*** Opening DATA UNDER STUDY ***
PR #730, opened 2022-07-05
CheckColumns Constraint

### LINKED ISSUE #729: CheckColumns Constraint
```python
import datetime
import databases
import sqlalchemy

import ormar

database = databases.Database("sqlite:///db.sqlite")
metadata = sqlalchemy.MetaData()


class Course(ormar.Model):
    class Meta:
        database = database
        metadata = metadata
        # define your constraints in Meta class of the model
        # it's a list that can contain multiple constraints
        # hera a combination of name and column will have a level check in the db
        constraints = [
            ormar.CheckColumns("start_time < end_time", name="date_check"),
        ]

    id: int = ormar.Integer(primary_key=True)
    name: str = ormar.String(max_length=100)
    start_date: datetime.date = ormar.Date()
    end_date: datetime.date = ormar.Date()
```

SepehrBazyar:
fixes #729

### DIFF
--- a/ormar/models/helpers/sqlalchemy.py
+++ b/ormar/models/helpers/sqlalchemy.py
@@ -318,7 +318,7 @@ def set_constraint_names(meta: "ModelMeta") -> None:
                 f'{"_".join([col for col in constraint._pending_colargs])}'
             )
         elif isinstance(constraint, sqlalchemy.CheckConstraint) and not constraint.name:
-            sql_condition: str = constraint.sqltext.replace(" ", "_")
+            sql_condition: str = str(constraint.sqltext).replace(" ", "_")
             constraint.name = f"check_{meta.tablename}_{sql_condition}"
 
 
--- a/ormar/models/helpers/sqlalchemy.py
+++ b/ormar/models/helpers/sqlalchemy.py
@@ -298,7 +298,7 @@ def populate_meta_sqlalchemy_table_if_required(meta: "ModelMeta") -> None:
 
 def set_constraint_names(meta: "ModelMeta") -> None:
     """
-    Populates the names on IndexColumn and UniqueColumns constraints.
+    Populates the names on IndexColumns and UniqueColumns and CheckColumns constraints.
 
     :param meta: Meta class of the Model without sqlalchemy table constructed
     :type meta: Model class Meta
@@ -316,6 +316,11 @@ def set_constraint_names(meta: "ModelMeta") -> None:
             constraint.name = (
                 f"ix_{meta.tablename}_"
                 f'{"_".join([col for col in constraint._pending_colargs])}'
+            )
+        elif isinstance(constraint, sqlalchemy.CheckConstraint) and not constraint.name:
+            constraint.name = (
+                f"cc_{meta.tablename}_"
+                f'{"_".join([str(col) for col in constraint._pending_colargs])}'
             )
 
 
--- a/ormar/models/helpers/sqlalchemy.py
+++ b/ormar/models/helpers/sqlalchemy.py
@@ -318,10 +318,7 @@ def set_constraint_names(meta: "ModelMeta") -> None:
                 f'{"_".join([col for col in constraint._pending_colargs])}'
             )
         elif isinstance(constraint, sqlalchemy.CheckConstraint) and not constraint.name:
-            constraint.name = (
-                f"cc_{meta.tablename}_"
-                f'{"_".join([str(col) for col in constraint._pending_colargs])}'
-            )
+            constraint.name = f"check_{meta.tablename}_{constraint.sqltext}"
 
 
 def update_column_definition(
--- a/ormar/models/helpers/sqlalchemy.py
+++ b/ormar/models/helpers/sqlalchemy.py
@@ -318,7 +318,8 @@ def set_constraint_names(meta: "ModelMeta") -> None:
                 f'{"_".join([col for col in constraint._pending_colargs])}'
             )
         elif isinstance(constraint, sqlalchemy.CheckConstraint) and not constraint.name:
-            constraint.name = f"check_{meta.tablename}_{constraint.sqltext}"
+            sql_condition: str = constraint.sqltext.replace(" ", "_")
+            constraint.name = f"check_{meta.tablename}_{sql_condition}"
 
 
 def update_column_definition(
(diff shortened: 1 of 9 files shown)


SepehrBazyar:
> Awesome, thanks! :)
> 
> There are a few missing steps here.
> 
> 1. All constraints in ormar have names defined by default (if you do not provide your own explicitly). The reason is related to alembic migrations which will otherwise constantly re-declare the indexes instead of keeping the old ones. The name assignment is here: https://github.com/collerek/ormar/blob/0f2f4badbc4c2acca932f393d421e3e26313b304/ormar/models/helpers/sqlalchemy.py#L299-L320
> 2. The constraints are copied when there are child models declared. BTW. I see it was missed for IndexColumns already and needs to be adjusted for both `IndexColumns` and `CheckColumns` constraints.
>    So you need to add tests for `CheckColumns` in the parent model and see if they are populated in child models. Since you already do this I would be grateful if you could also include `IndexColumns`. Attributes from meta are copied here: https://github.com/collerek/ormar/blob/0f2f4badbc4c2acca932f393d421e3e26313b304/ormar/models/metaclass.py#L198-L232
>    
>    And as you can see it will overwrite all constraints with `UniqueColumns` cause it supports neither `IndexColumns` nor `CheckColumns`. Inheritance tests are in test_inheritance_concrete.py file.

Hi @collerek 
The changes have been applied. Thank you for checking and giving your opinion about their correctness.
Now the tests run correctly on mysql and sqlite, but it fails in postgres, which I don't know why.

ormar/models/helpers/sqlalchemy.py
```diff
@@ -317,6 +317,8 @@ def set_constraint_names(meta: "ModelMeta") -> None:
                 f"ix_{meta.tablename}_"
                 f'{"_".join([col for col in constraint._pending_colargs])}'
             )
+        elif isinstance(constraint, sqlalchemy.CheckConstraint) and not constraint.name:
+            constraint.name = f"check_{meta.tablename}_{constraint.sqltext}"
```
collerek, line 321: In some backends names cannot contain special characters and spaces so it cannot be like this, you have to process is to keep only [a-zA-z_]

ormar/models/metaclass.py
```diff
@@ -222,10 +222,6 @@ def update_attrs_from_base_meta(  # noqa: CCR001
                     model_fields=model_fields,
                     parent_value=parent_value,
                 )
-                parent_value = [
-                    ormar.fields.constraints.UniqueColumns(*x._pending_colargs)
-                    for x in parent_value
-                ]
```
collerek, line 228: You cannot remove this piece, this is why some of the postgress fails.

Basically, you have to copy the constraint unpacking it's values (here and for index it is `_pending_colargs`, not sure for CheckColumns. If you take the parent value as is (as it is now) the constraint is already bound to the previously created already existing table and will fail.

ormar/models/metaclass.py
```diff
@@ -195,6 +196,29 @@ def verify_constraint_names(
...
+    """
+
+    if isinstance(value, sqlalchemy.UniqueConstraint):
+        return UniqueColumns(*value._pending_colargs)  # pragma: no cover
+    elif isinstance(value, sqlalchemy.Index):
+        return IndexColumns(*value._pending_colargs)  # pragma: no cover
+    elif isinstance(value, sqlalchemy.CheckConstraint):
+        return CheckColumns(value.sqltext)  # pragma: no cover
+
+    raise ValueError(f"{value} Must be a ColumnCollectionConstraint.")
```
collerek, line 219: This can be re-written as:

```python
def get_constraint_copy(
    constraint: ColumnCollectionMixin # I think index is not a constraint in sqlalchemy and Mixin is the least common part?
) -> Union[UniqueColumns, IndexColumns, CheckColumns]::
    constraints = {
        sqlalchemy.UniqueConstraint: lambda x: UniqueColumns(*x._pending_colargs),
        sqlalchemy.Index: lambda x: IndexColumns(*x._pending_colargs),
        sqlalchemy.CheckConstraint: lambda x: CheckColumns(x.sqltext),
    }
    checks = (key if isinstance(constraint, key) else None for key in constraints)
    target_class = next((target for target in checks if target is not None), None)
    constructor = constraints.get(target_class)
    if not constructor:
        raise ValueError(f"{constraint} must be a ColumnCollectionMixin!")
    return constructor(constraint)
```

It seems more complicated but it has number of advantages.
1. You can see straight away what are all your options in constraints
2. You can easily expand by adding new entries to constraints dictionaries without changing anything else
3. You avoid complicated if/else statements
4. You avoid pragma no cover comments

tests/test_meta_constraints/test_check_constraints.py
```diff
@@ -0,0 +1,57 @@
...
+
+@pytest.mark.asyncio
+async def test_check_columns():
+    async with database:
+        async with database.transaction(force_rollback=True):
+            await Product.objects.create(
+                name="Mars", company="Nestle", inventory=100, buffer=10
+            )
+
+            if Product.Meta.database._backend._dialect.name != "mysql":
```
collerek, line 48: You could pragma no cover the whole if statement instead of both of children statements separately

ormar/models/metaclass.py
SepehrBazyar: Yes, that's right, it was perfect
Thank you for your guidance

collerek:
Well done!
Awesome job, let's now tackle your last PR and we will make a new release with those changes :)
Thanks!

ormar/models/metaclass.py
```diff
@@ -195,6 +197,33 @@ def verify_constraint_names(
...
+    constraints = {
+        sqlalchemy.UniqueConstraint: lambda x: UniqueColumns(*x._pending_colargs),
+        sqlalchemy.Index: lambda x: IndexColumns(*x._pending_colargs),
+        sqlalchemy.CheckConstraint: lambda x: CheckColumns(x.sqltext),
+    }
+    checks = (key if isinstance(constraint, key) else None for key in constraints)
+    target_class = next((target for target in checks if target is not None), None)
+    constructor: Optional[Callable] = constraints.get(target_class)
+    if not constructor:
+        raise ValueError(f"{constraint} must be a ColumnCollectionMixin!")
```
zevisert, line 222: If this is the case why not use `issubclass(target_class, ColumnCollectionMixin)`?

collerek: As you see we need a different attribute of the "parent" (either `_pending_colargs` or `sqltext`). 

You have to unpack the constraints attributes otherwise it will not work with inheritance as the constraints would have been bound to the parent model and fail. All of those (unique, index and check) constraints are subclasses od `ColumnCollectionMixin` so it's not enough as a check.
*** Closing DATA UNDER STUDY ***
### TASK OBJECTIVE
Filter the preceding entries down to the lines with "next".

### REPLY
    target_class = next((target for target in checks if target is not None), None)
+    target_class = next((target for target in checks if target is not None), None)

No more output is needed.